_Required work_
If a line in the entries below contains "ihead", copy it.

BEGIN Material supplied

PR #124, opened 2022-03-24
Scatter plot for vector outputs

pzhanggit:


hydragnn/postprocess/visualizer.py
```diff
@@ -636,12 +687,13 @@ def create_scatter_plots(
     ):
         """Creates scatter plots for all head predictions."""
         for ihead in range(self.num_heads):
-            if self.head_dims[ihead] == 3:
+            if self.head_dims[ihead] > 1:
                 # vector output
-                self.create_scatter_plot_nodes_vec(
```
streeve, line 641: What happens for vector node properties?

pzhanggit: It is still there. We do not use it for now. It was designed specifically for node feature vector with three components like magnetic moment in alloy datasets.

END Material supplied

_Answer section_
         for ihead in range(self.num_heads):
-            if self.head_dims[ihead] == 3:
+            if self.head_dims[ihead] > 1:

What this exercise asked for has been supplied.